(Stored data)
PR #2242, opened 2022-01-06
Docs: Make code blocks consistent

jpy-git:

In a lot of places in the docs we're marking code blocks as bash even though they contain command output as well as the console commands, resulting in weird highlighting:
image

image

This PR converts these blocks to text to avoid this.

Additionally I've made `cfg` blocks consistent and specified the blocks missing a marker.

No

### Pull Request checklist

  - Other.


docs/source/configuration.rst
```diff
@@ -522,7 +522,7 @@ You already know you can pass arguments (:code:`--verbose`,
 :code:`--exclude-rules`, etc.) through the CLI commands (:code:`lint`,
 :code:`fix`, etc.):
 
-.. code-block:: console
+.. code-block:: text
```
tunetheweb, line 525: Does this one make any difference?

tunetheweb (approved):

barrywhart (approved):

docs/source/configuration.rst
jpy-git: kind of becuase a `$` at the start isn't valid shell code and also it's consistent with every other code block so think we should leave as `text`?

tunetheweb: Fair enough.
* * *
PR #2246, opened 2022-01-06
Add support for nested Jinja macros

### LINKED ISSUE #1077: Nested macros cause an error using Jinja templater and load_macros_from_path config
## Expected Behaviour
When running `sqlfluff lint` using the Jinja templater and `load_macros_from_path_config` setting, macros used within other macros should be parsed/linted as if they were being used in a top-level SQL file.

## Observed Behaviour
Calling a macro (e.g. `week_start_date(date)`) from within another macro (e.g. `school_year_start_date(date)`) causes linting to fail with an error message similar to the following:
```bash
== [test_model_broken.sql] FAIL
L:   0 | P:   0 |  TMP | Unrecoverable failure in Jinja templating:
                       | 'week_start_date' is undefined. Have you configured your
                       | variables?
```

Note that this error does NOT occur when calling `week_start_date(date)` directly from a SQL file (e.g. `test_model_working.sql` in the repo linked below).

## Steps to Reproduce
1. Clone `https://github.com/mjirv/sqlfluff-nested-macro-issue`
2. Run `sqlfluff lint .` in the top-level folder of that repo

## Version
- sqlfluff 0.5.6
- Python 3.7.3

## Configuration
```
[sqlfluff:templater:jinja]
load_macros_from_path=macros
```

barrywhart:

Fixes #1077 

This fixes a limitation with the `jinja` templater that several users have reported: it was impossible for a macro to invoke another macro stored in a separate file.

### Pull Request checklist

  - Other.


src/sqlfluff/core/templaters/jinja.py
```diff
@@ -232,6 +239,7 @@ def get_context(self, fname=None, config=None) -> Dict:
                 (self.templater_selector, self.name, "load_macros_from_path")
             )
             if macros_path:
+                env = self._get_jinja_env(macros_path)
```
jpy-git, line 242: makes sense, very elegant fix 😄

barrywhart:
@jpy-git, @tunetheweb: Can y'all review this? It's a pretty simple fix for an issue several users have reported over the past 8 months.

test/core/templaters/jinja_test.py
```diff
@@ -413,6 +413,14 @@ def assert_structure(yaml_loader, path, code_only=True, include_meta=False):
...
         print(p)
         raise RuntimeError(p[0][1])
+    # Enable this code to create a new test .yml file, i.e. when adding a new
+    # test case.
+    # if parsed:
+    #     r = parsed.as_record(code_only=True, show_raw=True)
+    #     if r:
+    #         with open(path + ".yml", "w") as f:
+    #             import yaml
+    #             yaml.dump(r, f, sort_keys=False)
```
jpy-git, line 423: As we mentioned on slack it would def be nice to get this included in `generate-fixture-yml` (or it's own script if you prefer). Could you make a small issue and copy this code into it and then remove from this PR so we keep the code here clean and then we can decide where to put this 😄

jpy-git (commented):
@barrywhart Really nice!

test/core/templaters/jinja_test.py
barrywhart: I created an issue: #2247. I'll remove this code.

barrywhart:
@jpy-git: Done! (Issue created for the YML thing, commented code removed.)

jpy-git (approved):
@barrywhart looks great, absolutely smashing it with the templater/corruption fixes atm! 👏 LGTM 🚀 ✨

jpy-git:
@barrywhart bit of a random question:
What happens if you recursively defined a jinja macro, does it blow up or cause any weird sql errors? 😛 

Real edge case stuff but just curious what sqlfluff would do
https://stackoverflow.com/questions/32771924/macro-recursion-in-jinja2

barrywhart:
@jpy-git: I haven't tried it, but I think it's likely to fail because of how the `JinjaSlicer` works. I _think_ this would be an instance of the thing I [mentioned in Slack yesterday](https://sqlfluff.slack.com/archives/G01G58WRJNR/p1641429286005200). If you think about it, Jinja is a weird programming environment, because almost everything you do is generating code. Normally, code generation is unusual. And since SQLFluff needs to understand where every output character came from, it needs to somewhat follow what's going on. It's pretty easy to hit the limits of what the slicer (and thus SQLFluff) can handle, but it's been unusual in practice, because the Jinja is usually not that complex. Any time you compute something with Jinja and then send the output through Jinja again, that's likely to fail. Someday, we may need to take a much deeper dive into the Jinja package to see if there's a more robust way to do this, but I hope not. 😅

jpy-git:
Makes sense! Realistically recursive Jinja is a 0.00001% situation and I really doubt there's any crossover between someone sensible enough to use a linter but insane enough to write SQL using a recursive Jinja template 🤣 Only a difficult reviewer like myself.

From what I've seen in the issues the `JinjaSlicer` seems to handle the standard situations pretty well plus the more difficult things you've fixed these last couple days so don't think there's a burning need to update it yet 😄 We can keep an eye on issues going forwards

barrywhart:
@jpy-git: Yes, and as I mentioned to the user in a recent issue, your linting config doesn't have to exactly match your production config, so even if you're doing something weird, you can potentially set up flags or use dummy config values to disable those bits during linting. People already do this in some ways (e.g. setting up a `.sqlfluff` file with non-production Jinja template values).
==
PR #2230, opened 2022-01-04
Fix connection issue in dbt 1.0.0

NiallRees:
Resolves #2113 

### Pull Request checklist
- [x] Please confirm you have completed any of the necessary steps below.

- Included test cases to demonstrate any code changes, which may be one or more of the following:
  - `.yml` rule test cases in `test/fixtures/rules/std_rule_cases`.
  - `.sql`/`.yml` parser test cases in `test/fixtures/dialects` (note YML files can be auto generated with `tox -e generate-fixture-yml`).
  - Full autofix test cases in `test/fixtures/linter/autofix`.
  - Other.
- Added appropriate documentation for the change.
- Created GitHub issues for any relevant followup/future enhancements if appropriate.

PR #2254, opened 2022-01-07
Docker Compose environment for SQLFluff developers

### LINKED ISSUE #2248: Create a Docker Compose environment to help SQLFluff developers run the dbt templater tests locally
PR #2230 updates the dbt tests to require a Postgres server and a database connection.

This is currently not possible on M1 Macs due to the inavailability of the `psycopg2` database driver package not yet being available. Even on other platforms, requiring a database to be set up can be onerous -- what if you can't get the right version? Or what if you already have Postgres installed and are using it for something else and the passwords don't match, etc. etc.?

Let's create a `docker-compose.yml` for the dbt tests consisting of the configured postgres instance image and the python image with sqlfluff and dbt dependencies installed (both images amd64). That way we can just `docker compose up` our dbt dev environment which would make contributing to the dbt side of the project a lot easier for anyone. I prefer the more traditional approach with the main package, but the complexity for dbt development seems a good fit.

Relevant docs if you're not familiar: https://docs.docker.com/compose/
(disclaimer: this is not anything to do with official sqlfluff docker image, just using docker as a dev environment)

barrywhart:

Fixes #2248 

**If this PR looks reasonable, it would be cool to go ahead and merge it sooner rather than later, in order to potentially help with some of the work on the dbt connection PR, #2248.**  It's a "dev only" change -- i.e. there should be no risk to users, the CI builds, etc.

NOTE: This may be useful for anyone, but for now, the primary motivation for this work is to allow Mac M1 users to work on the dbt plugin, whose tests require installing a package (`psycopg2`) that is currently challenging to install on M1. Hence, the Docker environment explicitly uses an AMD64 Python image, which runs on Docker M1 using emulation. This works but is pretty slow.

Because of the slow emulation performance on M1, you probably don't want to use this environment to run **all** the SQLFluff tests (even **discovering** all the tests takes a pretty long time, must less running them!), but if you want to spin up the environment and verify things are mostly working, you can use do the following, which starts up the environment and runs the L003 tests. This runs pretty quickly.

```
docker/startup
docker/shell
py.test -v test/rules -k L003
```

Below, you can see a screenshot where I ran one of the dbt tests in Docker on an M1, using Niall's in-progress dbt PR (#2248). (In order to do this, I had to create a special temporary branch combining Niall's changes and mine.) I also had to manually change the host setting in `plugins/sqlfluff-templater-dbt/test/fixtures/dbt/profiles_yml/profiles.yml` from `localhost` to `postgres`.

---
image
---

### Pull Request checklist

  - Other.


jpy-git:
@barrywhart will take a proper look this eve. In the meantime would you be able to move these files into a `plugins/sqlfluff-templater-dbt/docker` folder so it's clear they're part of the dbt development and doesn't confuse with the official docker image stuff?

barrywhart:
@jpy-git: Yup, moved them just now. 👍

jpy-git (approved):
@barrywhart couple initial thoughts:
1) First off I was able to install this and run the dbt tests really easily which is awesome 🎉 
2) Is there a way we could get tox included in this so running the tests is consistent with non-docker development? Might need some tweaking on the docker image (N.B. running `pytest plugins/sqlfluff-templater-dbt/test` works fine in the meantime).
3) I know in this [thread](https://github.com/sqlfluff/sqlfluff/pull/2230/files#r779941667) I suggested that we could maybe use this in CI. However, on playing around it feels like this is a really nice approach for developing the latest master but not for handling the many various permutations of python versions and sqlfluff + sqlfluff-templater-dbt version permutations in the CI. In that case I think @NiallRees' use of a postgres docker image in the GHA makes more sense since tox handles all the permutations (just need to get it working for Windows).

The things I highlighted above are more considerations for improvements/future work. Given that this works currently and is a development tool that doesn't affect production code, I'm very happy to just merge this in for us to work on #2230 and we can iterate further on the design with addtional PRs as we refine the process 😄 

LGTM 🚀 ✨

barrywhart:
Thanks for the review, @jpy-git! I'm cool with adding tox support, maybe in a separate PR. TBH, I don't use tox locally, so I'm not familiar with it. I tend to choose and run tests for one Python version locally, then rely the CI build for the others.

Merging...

**Work request**
All lines of the data that hold "commented" need to be copied.

**Exercise result**
jpy-git (commented):
@jpy-git: Done! (Issue created for the YML thing, commented code removed.)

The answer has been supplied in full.